### [Entries supplied]
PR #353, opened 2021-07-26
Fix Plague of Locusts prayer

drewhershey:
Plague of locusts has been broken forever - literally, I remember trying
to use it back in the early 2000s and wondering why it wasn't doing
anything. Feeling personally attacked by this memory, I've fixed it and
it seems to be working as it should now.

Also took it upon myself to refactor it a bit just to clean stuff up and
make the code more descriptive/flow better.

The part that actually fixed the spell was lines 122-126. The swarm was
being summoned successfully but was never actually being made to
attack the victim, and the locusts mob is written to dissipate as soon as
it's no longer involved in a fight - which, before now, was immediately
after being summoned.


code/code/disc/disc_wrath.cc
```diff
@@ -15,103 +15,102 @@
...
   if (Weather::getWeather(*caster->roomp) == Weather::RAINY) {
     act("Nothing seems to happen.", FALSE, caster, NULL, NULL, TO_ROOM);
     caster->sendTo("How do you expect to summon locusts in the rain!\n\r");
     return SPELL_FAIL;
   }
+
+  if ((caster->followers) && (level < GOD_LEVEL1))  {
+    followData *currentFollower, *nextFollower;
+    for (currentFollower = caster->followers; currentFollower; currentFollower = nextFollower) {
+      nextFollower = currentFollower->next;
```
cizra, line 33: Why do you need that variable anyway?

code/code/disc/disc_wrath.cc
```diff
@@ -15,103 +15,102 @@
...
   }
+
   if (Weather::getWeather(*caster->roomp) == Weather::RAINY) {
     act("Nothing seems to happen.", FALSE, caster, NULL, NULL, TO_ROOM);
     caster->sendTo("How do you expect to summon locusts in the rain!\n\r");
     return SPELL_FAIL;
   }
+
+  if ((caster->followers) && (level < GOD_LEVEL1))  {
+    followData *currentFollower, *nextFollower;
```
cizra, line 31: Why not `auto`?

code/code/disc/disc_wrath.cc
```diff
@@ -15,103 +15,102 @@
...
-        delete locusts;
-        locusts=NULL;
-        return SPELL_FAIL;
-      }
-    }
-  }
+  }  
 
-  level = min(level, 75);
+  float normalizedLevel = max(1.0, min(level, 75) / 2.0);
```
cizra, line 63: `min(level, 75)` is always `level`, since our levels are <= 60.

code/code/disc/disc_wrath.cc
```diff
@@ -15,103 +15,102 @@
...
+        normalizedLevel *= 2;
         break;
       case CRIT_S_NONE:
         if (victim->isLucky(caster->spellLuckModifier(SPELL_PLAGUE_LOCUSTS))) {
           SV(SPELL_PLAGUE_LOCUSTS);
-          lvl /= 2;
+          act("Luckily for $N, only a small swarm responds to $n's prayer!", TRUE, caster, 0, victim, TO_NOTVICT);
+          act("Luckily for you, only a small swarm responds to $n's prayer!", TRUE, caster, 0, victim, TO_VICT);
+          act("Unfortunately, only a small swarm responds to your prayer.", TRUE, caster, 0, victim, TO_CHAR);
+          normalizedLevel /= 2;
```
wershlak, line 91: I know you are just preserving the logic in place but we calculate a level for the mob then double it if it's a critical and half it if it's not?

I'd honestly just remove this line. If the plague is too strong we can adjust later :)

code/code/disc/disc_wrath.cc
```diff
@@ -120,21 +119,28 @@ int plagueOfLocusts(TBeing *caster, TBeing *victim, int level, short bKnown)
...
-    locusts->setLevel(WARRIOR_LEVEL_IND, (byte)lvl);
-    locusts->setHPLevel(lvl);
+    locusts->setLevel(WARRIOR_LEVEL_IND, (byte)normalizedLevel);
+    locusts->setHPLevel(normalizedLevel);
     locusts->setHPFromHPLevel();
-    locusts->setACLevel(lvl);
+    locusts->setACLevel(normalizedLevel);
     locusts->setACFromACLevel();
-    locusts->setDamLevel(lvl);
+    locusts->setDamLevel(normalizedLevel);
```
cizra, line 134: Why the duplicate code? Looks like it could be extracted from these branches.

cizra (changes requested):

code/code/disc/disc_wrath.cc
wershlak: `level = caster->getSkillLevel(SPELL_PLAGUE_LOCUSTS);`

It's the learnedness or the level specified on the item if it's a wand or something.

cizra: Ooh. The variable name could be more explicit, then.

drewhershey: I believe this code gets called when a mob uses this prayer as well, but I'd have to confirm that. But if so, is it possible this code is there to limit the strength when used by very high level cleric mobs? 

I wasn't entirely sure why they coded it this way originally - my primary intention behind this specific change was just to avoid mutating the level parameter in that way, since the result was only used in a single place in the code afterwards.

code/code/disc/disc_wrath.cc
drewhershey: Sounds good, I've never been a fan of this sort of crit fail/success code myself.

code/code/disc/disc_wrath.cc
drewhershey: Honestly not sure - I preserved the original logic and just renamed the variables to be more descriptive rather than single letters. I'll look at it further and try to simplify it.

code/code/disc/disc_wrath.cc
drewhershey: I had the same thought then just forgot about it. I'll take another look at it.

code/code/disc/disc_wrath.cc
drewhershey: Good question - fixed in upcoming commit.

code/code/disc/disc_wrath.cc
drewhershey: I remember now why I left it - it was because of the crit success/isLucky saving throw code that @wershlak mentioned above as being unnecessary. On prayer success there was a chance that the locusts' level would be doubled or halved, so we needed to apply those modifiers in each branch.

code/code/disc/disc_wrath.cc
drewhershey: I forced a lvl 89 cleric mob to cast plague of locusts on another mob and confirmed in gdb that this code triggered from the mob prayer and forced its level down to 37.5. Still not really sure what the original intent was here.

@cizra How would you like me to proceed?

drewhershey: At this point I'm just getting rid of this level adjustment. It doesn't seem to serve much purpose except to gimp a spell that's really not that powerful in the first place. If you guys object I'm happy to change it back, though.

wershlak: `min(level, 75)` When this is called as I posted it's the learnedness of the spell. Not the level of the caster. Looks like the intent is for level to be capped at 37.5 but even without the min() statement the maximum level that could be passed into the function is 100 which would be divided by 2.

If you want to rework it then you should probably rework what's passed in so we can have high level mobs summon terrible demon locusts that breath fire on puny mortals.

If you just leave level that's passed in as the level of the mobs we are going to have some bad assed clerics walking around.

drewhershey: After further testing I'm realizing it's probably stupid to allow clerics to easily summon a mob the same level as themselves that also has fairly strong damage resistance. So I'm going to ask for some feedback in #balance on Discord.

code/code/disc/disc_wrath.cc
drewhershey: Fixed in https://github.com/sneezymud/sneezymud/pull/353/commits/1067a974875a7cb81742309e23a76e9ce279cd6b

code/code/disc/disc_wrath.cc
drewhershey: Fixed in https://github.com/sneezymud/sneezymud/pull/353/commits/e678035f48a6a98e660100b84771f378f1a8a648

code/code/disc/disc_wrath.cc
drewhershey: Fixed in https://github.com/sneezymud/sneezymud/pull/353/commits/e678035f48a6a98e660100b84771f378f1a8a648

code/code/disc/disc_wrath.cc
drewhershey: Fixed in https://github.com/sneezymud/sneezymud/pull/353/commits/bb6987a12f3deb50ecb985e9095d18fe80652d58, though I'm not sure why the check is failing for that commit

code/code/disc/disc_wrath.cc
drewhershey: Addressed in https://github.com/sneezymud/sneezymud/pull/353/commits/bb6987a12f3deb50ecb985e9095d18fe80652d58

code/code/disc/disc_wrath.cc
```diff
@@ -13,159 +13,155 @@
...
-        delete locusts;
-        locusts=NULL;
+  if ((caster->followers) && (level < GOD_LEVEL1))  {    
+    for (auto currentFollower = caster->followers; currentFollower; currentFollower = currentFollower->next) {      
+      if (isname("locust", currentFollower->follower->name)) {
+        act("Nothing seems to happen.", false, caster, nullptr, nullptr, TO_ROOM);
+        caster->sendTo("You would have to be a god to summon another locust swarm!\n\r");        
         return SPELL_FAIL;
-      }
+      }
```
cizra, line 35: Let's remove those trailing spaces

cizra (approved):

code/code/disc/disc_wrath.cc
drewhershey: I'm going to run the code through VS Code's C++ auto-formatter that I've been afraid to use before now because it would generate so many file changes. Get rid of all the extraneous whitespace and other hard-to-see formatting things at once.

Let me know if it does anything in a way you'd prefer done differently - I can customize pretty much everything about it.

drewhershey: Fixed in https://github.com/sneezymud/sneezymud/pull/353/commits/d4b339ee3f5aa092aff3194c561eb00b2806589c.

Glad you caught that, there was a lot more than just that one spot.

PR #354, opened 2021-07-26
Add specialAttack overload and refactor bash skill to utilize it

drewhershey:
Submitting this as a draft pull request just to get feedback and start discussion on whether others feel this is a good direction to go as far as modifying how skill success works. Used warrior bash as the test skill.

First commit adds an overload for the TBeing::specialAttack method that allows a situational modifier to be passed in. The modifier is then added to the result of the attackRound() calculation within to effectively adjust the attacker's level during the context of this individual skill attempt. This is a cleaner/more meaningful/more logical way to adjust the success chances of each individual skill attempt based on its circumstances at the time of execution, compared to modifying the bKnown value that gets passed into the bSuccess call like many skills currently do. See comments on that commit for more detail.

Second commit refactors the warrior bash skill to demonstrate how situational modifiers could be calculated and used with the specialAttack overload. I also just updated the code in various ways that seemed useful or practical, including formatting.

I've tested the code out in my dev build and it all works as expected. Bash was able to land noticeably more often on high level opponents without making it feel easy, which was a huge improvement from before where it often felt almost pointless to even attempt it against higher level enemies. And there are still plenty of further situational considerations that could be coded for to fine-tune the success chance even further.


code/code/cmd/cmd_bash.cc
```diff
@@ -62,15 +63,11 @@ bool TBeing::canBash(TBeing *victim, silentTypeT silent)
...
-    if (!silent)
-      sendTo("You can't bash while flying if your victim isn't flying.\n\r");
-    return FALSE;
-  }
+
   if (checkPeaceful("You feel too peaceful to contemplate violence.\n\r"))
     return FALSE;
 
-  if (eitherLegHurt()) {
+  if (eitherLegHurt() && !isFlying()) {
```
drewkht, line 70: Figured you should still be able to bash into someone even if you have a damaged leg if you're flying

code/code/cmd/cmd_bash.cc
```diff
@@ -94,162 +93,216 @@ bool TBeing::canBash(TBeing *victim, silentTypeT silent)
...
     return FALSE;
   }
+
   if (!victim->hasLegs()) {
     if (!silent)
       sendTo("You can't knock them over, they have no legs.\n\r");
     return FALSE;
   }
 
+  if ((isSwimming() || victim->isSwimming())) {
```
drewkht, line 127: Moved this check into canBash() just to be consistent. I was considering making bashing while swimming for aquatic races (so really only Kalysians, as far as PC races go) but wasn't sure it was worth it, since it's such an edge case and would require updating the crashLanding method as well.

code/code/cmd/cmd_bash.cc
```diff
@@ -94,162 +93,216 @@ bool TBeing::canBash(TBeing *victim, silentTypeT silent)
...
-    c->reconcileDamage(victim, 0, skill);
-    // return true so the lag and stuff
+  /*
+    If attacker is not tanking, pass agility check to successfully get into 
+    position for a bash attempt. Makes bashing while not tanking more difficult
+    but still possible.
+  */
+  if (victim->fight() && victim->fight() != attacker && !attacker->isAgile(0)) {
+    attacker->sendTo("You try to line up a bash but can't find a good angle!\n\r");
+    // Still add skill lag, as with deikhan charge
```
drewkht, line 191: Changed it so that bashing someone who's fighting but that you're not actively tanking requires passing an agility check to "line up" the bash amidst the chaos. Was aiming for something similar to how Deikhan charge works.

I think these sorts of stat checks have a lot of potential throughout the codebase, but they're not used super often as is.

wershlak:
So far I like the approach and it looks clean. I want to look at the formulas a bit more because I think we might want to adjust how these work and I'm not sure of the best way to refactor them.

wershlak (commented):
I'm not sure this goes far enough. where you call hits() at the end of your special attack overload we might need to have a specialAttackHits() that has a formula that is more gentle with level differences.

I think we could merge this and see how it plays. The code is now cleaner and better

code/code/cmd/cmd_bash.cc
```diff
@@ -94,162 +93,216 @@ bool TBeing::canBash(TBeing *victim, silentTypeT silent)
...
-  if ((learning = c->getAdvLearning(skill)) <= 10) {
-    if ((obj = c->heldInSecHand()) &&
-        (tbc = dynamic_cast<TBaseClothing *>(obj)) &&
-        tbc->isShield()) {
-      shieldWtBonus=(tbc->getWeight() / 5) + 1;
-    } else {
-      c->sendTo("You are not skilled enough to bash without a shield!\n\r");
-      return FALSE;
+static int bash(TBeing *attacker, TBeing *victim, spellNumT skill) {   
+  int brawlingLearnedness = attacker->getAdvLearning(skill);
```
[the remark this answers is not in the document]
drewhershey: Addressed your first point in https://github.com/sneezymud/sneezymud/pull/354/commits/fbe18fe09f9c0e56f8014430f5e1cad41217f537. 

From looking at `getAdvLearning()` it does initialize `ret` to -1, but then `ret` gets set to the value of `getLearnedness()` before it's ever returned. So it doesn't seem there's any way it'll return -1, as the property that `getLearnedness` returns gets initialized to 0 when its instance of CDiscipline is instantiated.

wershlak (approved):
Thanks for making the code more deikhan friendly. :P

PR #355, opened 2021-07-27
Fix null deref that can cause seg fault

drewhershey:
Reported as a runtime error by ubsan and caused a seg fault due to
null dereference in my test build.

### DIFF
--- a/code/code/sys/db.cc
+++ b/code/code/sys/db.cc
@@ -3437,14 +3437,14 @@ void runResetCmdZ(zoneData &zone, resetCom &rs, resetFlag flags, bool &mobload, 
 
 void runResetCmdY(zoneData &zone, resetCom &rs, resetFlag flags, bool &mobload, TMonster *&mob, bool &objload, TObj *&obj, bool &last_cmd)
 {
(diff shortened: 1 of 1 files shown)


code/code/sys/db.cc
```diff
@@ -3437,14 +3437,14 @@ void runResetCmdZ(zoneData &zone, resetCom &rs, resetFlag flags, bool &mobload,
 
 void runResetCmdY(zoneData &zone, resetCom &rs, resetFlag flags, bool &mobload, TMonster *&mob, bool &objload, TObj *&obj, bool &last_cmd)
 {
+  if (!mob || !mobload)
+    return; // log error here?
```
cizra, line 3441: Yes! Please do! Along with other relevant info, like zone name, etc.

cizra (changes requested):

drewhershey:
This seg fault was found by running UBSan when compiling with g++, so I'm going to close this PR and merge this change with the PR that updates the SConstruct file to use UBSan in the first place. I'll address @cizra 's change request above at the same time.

### [Work to be completed]
Which lines of the entries above contain the word "value"? Copy each of them.

### [Exercise output]
First commit adds an overload for the TBeing::specialAttack method that allows a situational modifier to be passed in. The modifier is then added to the result of the attackRound() calculation within to effectively adjust the attacker's level during the context of this individual skill attempt. This is a cleaner/more meaningful/more logical way to adjust the success chances of each individual skill attempt based on its circumstances at the time of execution, compared to modifying the bKnown value that gets passed into the bSuccess call like many skills currently do. See comments on that commit for more detail.
From looking at `getAdvLearning()` it does initialize `ret` to -1, but then `ret` gets set to the value of `getLearnedness()` before it's ever returned. So it doesn't seem there's any way it'll return -1, as the property that `getLearnedness` returns gets initialized to 0 when its instance of CDiscipline is instantiated.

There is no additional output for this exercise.